● YOUR TASK
Only the lines from the start of the material through the line containing "My impression is" are to be extracted, exactly as they appear.

START SOURCE DATA

Issue #165, opened 2022-01-26
Exposing some hard coded elements to assist with Mod Development


Intharth:
My impression is that modders would be aware that they wouldn't be changing the training mission by editing this field, but they would expect to change the main campaign starting level.

An ideal solution I suppose would be to fix this bug, and then also have Dash read an optional $Training Level Filename field, but the stock game would error when loading the game.tbl file then.

Perhaps an ideal 2-part solution could be something like this:
1. Fix this bug, so the $First Level Filename parameter works properly in Dash when specified in game.tbl
2. Make Dash Faction load an optional file named "dashoptions.tbl" (as an example) from the mod folder if present. That "dashoptions.tbl" file would load and apply a $Training Level Filename field if present. It could also provide a good way for you to in the future expose any additional optional settings to mod developers you wish to, without risking making mods incompatible with non-Dash clients (since they just wouldn't load the "dashoptions.tbl" file).

_Originally posted by @GooberRF in https://github.com/rafalh/dashfaction/issues/105#issuecomment-824336187_

Hello, I was hoping to ask for something a touch more advanced to help out the modding of Red Faction - as more tools become available so do the 'limits raised' in terms of what can be achieved with new ideas. The limit that is still unfortunately not able to be worked around is being able to amend hard coded values in the Weapons table file - which has become a specific issue of late given all the experimentation going on. In line with Goobers previous comments on another TBL file format - It would be really neat to see a version of this for the weapons TBL - in hopes of exposing some more 'hard coded' elements to aid with tweaking and refining custom content going forward. 

1 example of this type of thing would be that the rail driver emitting steam after firing a shot seems to be a hard coded element of its muzzle flash - which isn't present on other weapons. Being able to amend things like this would go a long way to giving some more flexibility and customisation to mod development.

GooberRF:
To expand on this - I think the most elegant approach would involve having a single table file for all the overrides ("dashoptions.tbl" in the mod's folder as an example) would make the most sense. This table file could be broken down into sections for each "category" of change - ie. overrides that apply to weapons could enclosed between tags:

`#Weapon
//$DF Add Steam: "WEAPON" "TIME" Specify weapons.tbl class to apply to, and time delay into the reload animation where steam should appear
$DF Add Steam: "Assault Rifle" "0.1"
#End`

Some additional hardcoded values from elsewhere in the game that I feel would be valuable to have exposed to mod developers are:
- Player movespeed modifier for multiplayer
[...]

PR #279, opened 2024-09-26
Expose hardcoded options to mod developers via dashoptions.tbl file

### LINKED ISSUE #105: Values for $First Level Filename parameter in game.tbl are ignored (in mods)
$First Level Filename:		What level gets loaded first when starting a new game

Above is the description of this parameter in the comments at the top of Volition's game.tbl

The default value in the stock game is L1S1.rfl (first level in the game). This parameter can be changed in a mod via editing game.tbl, however no matter what the mod developer sets the parameter to, the play button under New Game will still load L1S1.rfl, not the level the mod developer specified.

### LINKED ISSUE #119: Add a console command (or table entry) to configure HUD's the RGB of the numbers

### LINKED ISSUE #173: Initial Implementation of Enhanced Options for Mod Developers
Referencing issue #165 and rafalh's request to cite only the initial implementation/starting level customization, I thought I'd enter an issue to cover the implementation of the base functionality discussed, as well as a single configurable option that can be used to start with.

Design:
- Dash Faction, when launching with a mod, should load and parse the file dashoptions.tbl from a vpp in the TC mod's directory. This file contains optional settings that can be configured by mod developers, to override currently hardcoded settings. The utility of this file can be expanded upon over time, but keeping all settings optional, and using a new filename not recognized by the stock game (dashoptions.tbl) ensures that any compatibility mods have with legacy (non-Dash) clients is maintained to the greatest extent possible, AND future Dash versions will be compatible with mods developed for any Dash version
- When parsing the dashoptions.tbl file, Dash should ignore any specified settings (denoted by $ or # prefix) that it does not recognize. This ensures that an older version of Dash won't break when it sees a setting it doesn't recognize, but a future Dash build does.
- When parsing the dashoptions.tbl file, Dash should not care about the order of specified settings in the file (if possible).

As the first configurable option in dashoptions.tbl, my suggestion is to allow mod developers to set the default player entity type. I'm suggesting starting with this option because this functionality already exists in dev builds (the "body" console command), so I'm thinking that associating it with a value read from dashoptions.tbl should be relatively straightforward(?) (since the functionality to set the player entity exists already)

My suggested syntax for this within dashoptions.tbl is:
$DF Player Entity Type: "ENTNAME"

ENTNAME would be an entity class name (from entity.tbl). Default (if unspecified) is miner1 (like the stock game). 

I would suggest that down the road, separate to this issue, future hardcoded options could be exposed for editing through this same dashoptions.tbl file, using similar syntax. (I expanded upon this a bit in issue #165 )

### LINKED ISSUE #190: Add an option to force mods to use the base players.cfg file
Currently, Red Faction creates a new `.cfg` in the directory for each mod if it does not already exist. I usually duplicate players.cfg to maintain the same settings as the base game for each mod, and this practice works fine when I have just a few mods installed. However, this becomes cumbersome when there are about eight or more .cfg files to replace each time I want to switch up my controls, audio, difficulty, etc. 

I suggest that Dash adds a launcher option (and perhaps a console command) to skip the creation of separate .cfg files for mods and instead use players.cfg, unless one already exists for the mod. That way, settings from the base game can easily persist for use in mods, and the game directory will not be flooded with potential duplicates. At the same time, mods can still use separate .cfg files if needed.

### LINKED ISSUE #235: Swap Assault Rifle controls interference with mods
The Swap Assault Rifle controls option can interfere with mods that change assault rifle properties in weapons.tbl. My campaign mod is an example of an instance where this happens. Alt fire was changed to scope zoom and this causes primary fire to not function at all when this option is enabled.

GooberRF:
This PR adds the initial framework for loading a file named `dashoptions.tbl` from a packfile in the loaded TC mod directory. The intent with this PR is to expose functionality to mod developers that has been "hardcoded" and out of each to them since the game's release. This functionality has long been desired by the modding community.

I will of course note that this is just the initial framework and a handful of the most commonly-requested basic options. This can and should be expanded over time (there are many more options I plan to add support for).

Currently here's what's supported:
- Loading the dashoptions.tbl file (only when the game launches with a TC mod)
- Parsing the dashoptions.tbl file, ignoring comments, and pulling supported options from it using RF's standard tbl syntax
- Setting variables based on the options provided by the mod developer in dashoptions.tbl (string, int, float, bool, color currently supported)
- Tracking whether a specific option has been set via dashoptions.tbl so that Dash can take action based on either the value provided, or the mere fact that a value has been provided
- The list of options provided below

Here are the options available in the `dashoptions.tbl` file along with their default values. I will create a page on the wiki to fully detail all of this, and I also have a fully commented example `dashoptions.tbl` file, I'm just not sure where to put it (normally I'd say in dashfaction.vpp, but that would be loaded by the game as a set of defaults, which is not what I want)

```
#General
$Use Base Game Players Config: false
$Ignore Swap Assault Rifle Controls: false
$Ignore Swap Grenade Controls: false
$Disable Multiplayer Button: false
$Disable Singleplayer Buttons: false
$Assault Rifle Ammo Counter Color: "FF0000FF"
$Precision Rifle Scope Color: "00B4005A"
$Sniper Rifle Scope Color: "B400005A"
$Rail Driver Fire Glow Color: "80FFFFFF"
$Rail Driver Fire Flash Color: "80FFFFFF"
$Scoreboard Logo: "score_rflogo.tga"
$Default Geomod Mesh: "Holey01.v3d"
$Driller Double Geomod Mesh: "bit_driller_double.v3d"
$Driller Single Geomod Mesh: "bit_driller_single.v3d"
$APC Geomod Mesh: "Holey_APC.v3d"
$Default Geomod Smoke Emitter: "geomod smoke"
$Driller Geomod Smoke Emitter: "geomod smoke in driller"
$Ice Geomod Texture: "ice_ice01.tga"
$First Level Filename: "l1s1.rfl"
$Training Level Filename: "train01.rfl"
$Summoner Trailer Button Action: 0
+Summoner Trailer Button Bink Filename: "intro.bik"
+Summoner Trailer Button URL: "https://factionfiles.com"
#End
```

This PR:
Resolves #190 
Resolves #105 
Resolves #119 
Resolves #235 
Resolves #173 (mostly)
Lays foundation to eventually address everything in #165


GooberRF:
I'm going to restructure this a little and split it in half. `dashoptions.tbl` for TC mods will be for options that necessarily need a TC mod to apply (like `$Use Base Game Players Config` and `$Default Geomod Mesh`), while options that would be useful in clientside mods (like `$Precision Rifle Scope Color`) will go in a separate `.tbl` file which can be loaded from `client_mods` per #269 

Until #269 is merged, that will be a little difficult. As such, I'll pare this PR down to only the functionality for TC mods and submit a separate PR for the clientside equivalent to `dashoptions.tbl`, ideally after both #269 and this PR are merged.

END SOURCE DATA

● EXERCISE RESULT
Issue #165, opened 2022-01-26
Exposing some hard coded elements to assist with Mod Development


Intharth:
My impression is that modders would be aware that they wouldn't be changing the training mission by editing this field, but they would expect to change the main campaign starting level.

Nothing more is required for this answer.